Aim of the exercise - From the entries that follow, copy every line with the word "when".

[Stored entries]

+---+

Issue #371, opened 2017-02-21
Make color square clickable


srhoulam:
Brief Description: The color preview square in the settings screen can't currently be interacted with. 

Operating System (OS and version): Ubuntu 16.04
OpenBazaar version (shown on `About OpenBazaar` page in menu): 2.0.0

Observed Behavior:
Clicking the color square triggers no behavior.

Expected Behavior:
Present a color picker on click, ultimately removing the color code input.

Additional info (links, images, etc go here):
https://projects.invisionapp.com/share/RC9Q3H5X8#/screens/211105705_Openbazaar-2-0-Page-Store-Customize-Advanced-Picker

jjeffryes:
We could do a two-step implementation here. An initial, and very easy, fix, it to use the native HTML color input. 

Later, if/when we implement a custom color selector for the customize user page story, we can also use that color selector here.

rmisio:
This is done (at least a simple version using the native HTML color input).

PR #512, opened 2017-06-07
Make color square in settings clickable UI #371

jashot7:
This is the first step to implement a color picker for color values in page settings. The native HTML5 color picker is used, therefore there are limitations to how much we can control is visually. The dark grey/black border around the color square is not something we're able to change until we implement our own color picker. Also, the UI that is instantiated for picking a color is completely not controllable by our view. For example, the OS X color picker will stay open until the user closes it even if the app is closed or restarted.

### DIFF
--- a/js/views/baseVw.js
+++ b/js/views/baseVw.js
@@ -38,8 +38,8 @@ export default class baseVw extends View {
   getFormData(selector) {
     const $formFields = selector instanceof $ ?
       selector : this.$(selector ||
-        `select[name], input[name], 
-        textarea[name]:not([class*="trumbowyg"]), 
+        `select[name], input[name],
+        textarea[name]:not([class*="trumbowyg"]),
         div[contenteditable][name]`
       );
     const data = {};
@@ -148,6 +148,51 @@ export default class baseVw extends View {
     }
 
     super.delegateEvents();
+  }
+
+  /**
+   * Returns a given jQuery Element or a locally cached version for optimization.
+   * NOTE: Ensure that child views call super.render() in their render function to clear the cache
+   *       since the DOM elements in the cache will then be stale references.
+   * @param {selector} string - The jQuery selector for the Element.
+   *
+   * @return {element} JQuery The element(s) found in the View's Dom or the View's Cache
+   */
+  getCachedElement(selector) {
+    let element;
+
+    // Ensure we have our cached elements map.
+    if (!this._cachedElementMap) {
+      this._cachedElementMap = new Map();
+    }
+
+    // If the cache has the element, we shall use it.
+    if (this._cachedElementMap.has(selector)) {
+      element = this._cachedElementMap.get(selector);
+    } else {
+      // The cache does not not have the element, therefore query with jQuery and cache it.
+      element = this.$(selector);
+      this._cachedElementMap.set(selector, element);
+    }
+
+    return element;
+  }
+
+  /** Clears the cached elements map. */
+  clearCachedElementMap() {
+     // Clear the cache map.
+    if (this._cachedElementMap) {
+      this._cachedElementMap.clear();
+    }
+  }
+
+  /** It is necessary to call super.render() in child views' render methods if using
+   *  getCachedElement()
+   *  @param {this} Render requires this to be returned.
+   */
+  render() {
+    this.clearCachedElementMap();
+    return this;
   }
 
   // Will call the remove method of any child views.
--- a/js/views/modals/Settings/Page.js
+++ b/js/views/modals/Settings/Page.js
@@ -45,23 +45,23 @@ export default class extends baseVw {
 
   /** Handles when a hex color code is entered by updating color picker. */
   handleColorCodeEntered(event) {
-    const colorPickerId = $(event.target).data('color-picker-id');
-    const $colorPicker = $(`${colorPickerId}`);
-    const newHexColorCode = event.target.value;
-
-    // If the text passes a basic RegExp for a valid 6 digit hex value,
-    // update the color picker's color.
+    var colorPickerId = $(event.target).data('color-picker-id'),
+        $colorPicker = $("#" + colorPickerId),
+        newHexColorCode = event.target.value;
+    
+    // If the text passes a basic RegExp for a valid 6 digit hex value, update the color picker's color.
     if (/[0-9A-F]{6}/i.test(newHexColorCode)) {
       $colorPicker.val(newHexColorCode);
-    }
+    } 
+
   }
 
   /** Handles when a color is chosen from the color picker by updating hex color code text. */
   handleColorChosen(event) {
-    const hexInputId = $(event.target).data('hex-input-id');
-    const $hexInputEl = $(`${hexInputId}`);
-    const newColor = event.target.value;
-
+    var hexInputId = $(event.target).data('hex-input-id'),
+        $hexInputEl = $("#" + hexInputId),
+        newColor = event.target.value;
+    
     $hexInputEl.val(newColor);
   }
 
@@ -272,7 +272,7 @@ export default class extends baseVw {
       installRichEditor(this.$('#settingsAbout'), {
         topLevelClass: 'clrBr',
       });
-
+      
       const avatarPrev = this.$('.js-avatarPreview');
       const avatarInpt = this.$('#avatarInput');
       this.avatarCropper = this.$('#avatarCropper');
--- a/js/views/modals/Settings/Page.js
+++ b/js/views/modals/Settings/Page.js
@@ -30,7 +30,39 @@ export default class extends baseVw {
       'click .js-avatarRight': 'avatarRightClick',
       'click .js-headerLeft': 'headerLeftClick',
       'click .js-headerRight': 'headerRightClick',
+      'change .js-primaryColorPicker': 'handleColorChosen',
+      'change .js-secondaryColorPicker': 'handleColorChosen',
+      'change .js-textColorPicker': 'handleColorChosen',
+      'change .js-highlightColorPicker': 'handleColorChosen',
+      'change .js-highlightTextColorPicker': 'handleColorChosen',
+      'change .js-primaryColorCode': 'handleColorCodeEntered',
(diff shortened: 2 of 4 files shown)


js/views/modals/Settings/Page.js
```diff
@@ -30,9 +30,41 @@ export default class extends baseVw {
...
+      'change .js-textColorCode': 'handleColorCodeEntered',
+      'change .js-highlightColorCode': 'handleColorCodeEntered',
+      'change .js-textHightlightColorCode': 'handleColorCodeEntered',
     };
   }
 
+  /** Handles when a hex color code is entered by updating color picker. */
+  handleColorCodeEntered(event) {
+    const colorPickerId = $(event.target).data('color-picker-id');
+    const $colorPicker = $(`${colorPickerId}`);
```
jjeffryes: Also, be consistent with naming, if you end the hexInputEl with El, end colorPicker with El.

js/views/modals/Settings/Page.js
```diff
@@ -30,9 +30,41 @@ export default class extends baseVw {
...
+      'change .js-primaryColorPicker': 'handleColorChosen',
+      'change .js-secondaryColorPicker': 'handleColorChosen',
+      'change .js-textColorPicker': 'handleColorChosen',
+      'change .js-highlightColorPicker': 'handleColorChosen',
+      'change .js-highlightTextColorPicker': 'handleColorChosen',
+      'change .js-primaryColorCode': 'handleColorCodeEntered',
+      'change .js-secondaryColorCode': 'handleColorCodeEntered',
+      'change .js-textColorCode': 'handleColorCodeEntered',
+      'change .js-highlightColorCode': 'handleColorCodeEntered',
+      'change .js-textHightlightColorCode': 'handleColorCodeEntered',
```
jjeffryes: .js-highlightTextColorCode doesn't have an action associated with it. I think js-textHightlightColorCode was supposed to be that one.

js/views/modals/Settings/Page.js
jashot7: Optimization has been added - check it out. I think something like what I added would be useful in the base view; what do you think? Naming consistency was updated to match the rest of the view FTMP - good point. The '#' has been added to the ids in the data fields and also the optimization removes this goofyness. I ended up with this post-lint when I switched over to templatized strings.

js/views/modals/Settings/Page.js
```diff
@@ -30,9 +30,41 @@ export default class extends baseVw {
...
+    // update the color picker's color.
+    if (/[0-9A-F]{6}/i.test(newHexColorCode)) {
+      $colorPicker.val(newHexColorCode);
+    }
+  }
+
+  /** Handles when a color is chosen from the color picker by updating hex color code text. */
+  handleColorChosen(event) {
+    const hexInputId = $(event.target).data('hex-input-id');
+    const $hexInputEl = $(`${hexInputId}`);
```
jashot7: This doesn't work (pre-fixes) because there was no "#" in that string, so that's why I was using the string templates to add it. The fix just adds it to the data properties because that's way more efficient.

js/views/modals/Settings/Page.js
jashot7: Oh, good catch. I totally didn't need all of those anymore. Fixed and _so much_ *cleaner*.

js/views/modals/Settings/Page.js
```diff
@@ -30,9 +30,54 @@ export default class extends baseVw {
...
+  handleColorChosen(event) {
+    const hexInputId = $(event.target).data('hex-input-id');
+    const $hexInput = this.getCachedElement(hexInputId);
+    const newColor = event.target.value;
+
+    $hexInput.val(newColor);
+  }
+
+  /** Returns a given jquery Element or a locally cached version in this view for optimization. */
+  getCachedElement(elementId) {
```
rmisio: This isn't a bad we to abstract the caching of dom elements within a view. At some point, we may even want to consider integrating it into the base view.

A few thoughts:
- You need to clear the map in render() because at that point the DOM elements held in the cache are no longer in the DOM or associate with this view - the view has a fresh set of DOM elements and you don't want to get the old ones when calling this method. You could see how this happens by interacting with the color fields, clicking Save (which re-renders) and then finding the color field functionality implemented here no longer works because you're referencing cached elements that are no longer in this view.
- rather than semantically tie it to an id by using the name `elementId`, should we use something like `selector` and then you could pass in any selector, since often times we're really just working off of classes?

js/views/modals/Settings/Page.js
```diff
@@ -30,9 +30,54 @@ export default class extends baseVw {
...
+    if (!this._cachedElementMap) {
+      this._cachedElementMap = new Map();
+    }
+
+    // If the cache has the element, we shall use it.
+    if (this._cachedElementMap.has(elementId)) {
+      element =  this._cachedElementMap.get(elementId);
+    } else {
+      // The cache does not not have the element, therefore query with jQuery and cache it.
+      element = $(elementId);
```
rmisio: Could we scope the jQuery query to this views container? The Backbone.View contains a convenience method to do just that `this.$('<selector>')` which is short-hand for `$(view.el).find(<selector>)`.

It's generally the best practice to find elements of the view using that approach. Some of the benefits are:
- You're querying only a sub-set of the DOM instead of the entire DOM.
- If there's another element in the DOM outside of this view matched by the same selector, you won't unintentionally target it.

rmisio: If we implement the above change, it means this cached method won't work for dom elements outside of this view... but that's probably a tiny fraction of queries we do and such queries could probably be manually cached (if necessary).

rmisio:
@jashot7 Could you please fix the linting error as well? `npm run lint`

js/views/modals/Settings/Page.js
jashot7: Great feedback. 
- The map is now cleared in render, but the entire <getCachedElement(selector)> method now resides in baseVw. The clearing of this cache is done in subviews with a super.render() at the beginning of their render methods. 
- Selector is now used rather than Id. I like that idea.

js/views/modals/Settings/Page.js
jashot7: - jQuery queries are now scoped to the view container. Thanks for the background on this as well; that was super useful.
 > ... it means cached method won't work for dom elements outside of this view...
- I'm glad you mentioned this so that we keep it in mind going forward.

js/views/modals/Settings/Page.js
```diff
@@ -30,9 +30,33 @@ export default class extends baseVw {
...
+    // If the text passes a basic RegExp for a valid 6 digit hex value,
+    // update the color picker's color.
+    if (/^#([0-9a-f]{6})$/i.test(newHexColorCode)) {
+      $colorPicker.val(newHexColorCode);
+    }
+  }
+
+  /** Handles when a color is chosen from the color picker by updating hex color code text. */
+  handleColorChosen(event) {
+    const hexInputId = this.$(event.target).data('hex-input-id');
```
rmisio: You don't need to change this at all, but as an FYI, in the case when you already have the HTML element, it's not as critical to use `this.$` since it's not going to the DOM anyway... but as long as still works, it's OK.

js/views/baseVw.js
```diff
@@ -150,6 +150,51 @@ export default class baseVw extends View {
     super.delegateEvents();
   }
 
+  /**
```
rmisio: As an FYI, we do have dom element caching in place in most views, but it's a more manual declarative method. For example, if I want to cache the element at `.js-orderDetailsCopiedToClipboard`, I'd implement the following method:

```
  get $copiedToClipboard() {
    return this._$copiedToClipboard ||
      (this._$copiedToClipboard = this.$('.js-orderDetailsCopiedToClipboard'));
  }
```

then in render, we'd add:

`this._$copiedToClipboard = null;`

The approach you implemented involves much less configuration and, at the very least gives us another option going forward. If we find it's working well, we could eventually refactor the other views to use it, although there'd be a little work there + we'd also need to update those views to call render in the baseVw.

js/views/baseVw.js
```diff
@@ -150,6 +150,51 @@ export default class baseVw extends View {
...
+    // Ensure we have our cached elements map.
+    if (!this._cachedElementMap) {
+      this._cachedElementMap = new Map();
+    }
+
+    // If the cache has the element, we shall use it.
+    if (this._cachedElementMap.has(selector)) {
+      element = this._cachedElementMap.get(selector);
+    } else {
+      // The cache does not not have the element, therefore query with jQuery and cache it.
```
rmisio: One thing to keep an eye out for is that if the selector doesn't find an element, it will set that cache to an empty element. In theory, that shouldn't be a problem (why keep going to the DOM for an element that's not there), but I remember a situation where that wasn't ideal and I ended up switching our manual cache to only cache if it finds the element, otherwise the next time it would also go to the DOM for it.

I can't remember the specific use case for that. Maybe it was due to the fact that sometimes in render we need to do something asynchronously via setTimeout since some plugins need an element to be in the DOM before initialization... and maybe an element generated by the plugin wouldn't be there immediately, but would later. Not sure.

We could probably leave it as is for now, but just something to keep in the back of our minds.

rmisio: Actually looking through the code, in the vast majority of cases we also would cache the an empty element. It looks like it was probably some one-off weird case where caching an empty element was a problem.

js/views/modals/Settings/Page.js
jashot7: Ah, good point.

js/views/baseVw.js
jashot7: Useful illustration of current caching versus the new approach. I did see it in there and use it as I began, but the redundancy of having 10 additional methods like the one above led me to the new approach. If we ever do decide to refactor, I could handle the grunt work if you like!

js/views/baseVw.js
jashot7: Even with your second response to this, I'm glad you brought it up. Now it will be more likely to come to mind.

+---+

Your response -
Later, if/when we implement a custom color selector for the customize user page story, we can also use that color selector here.
   /** Handles when a hex color code is entered by updating color picker. */
   /** Handles when a color is chosen from the color picker by updating hex color code text. */
+  /** Handles when a hex color code is entered by updating color picker. */
jashot7: Optimization has been added - check it out. I think something like what I added would be useful in the base view; what do you think? Naming consistency was updated to match the rest of the view FTMP - good point. The '#' has been added to the ids in the data fields and also the optimization removes this goofyness. I ended up with this post-lint when I switched over to templatized strings.
+  /** Handles when a color is chosen from the color picker by updating hex color code text. */
- You need to clear the map in render() because at that point the DOM elements held in the cache are no longer in the DOM or associate with this view - the view has a fresh set of DOM elements and you don't want to get the old ones when calling this method. You could see how this happens by interacting with the color fields, clicking Save (which re-renders) and then finding the color field functionality implemented here no longer works because you're referencing cached elements that are no longer in this view.
+  /** Handles when a color is chosen from the color picker by updating hex color code text. */
rmisio: You don't need to change this at all, but as an FYI, in the case when you already have the HTML element, it's not as critical to use `this.$` since it's not going to the DOM anyway... but as long as still works, it's OK.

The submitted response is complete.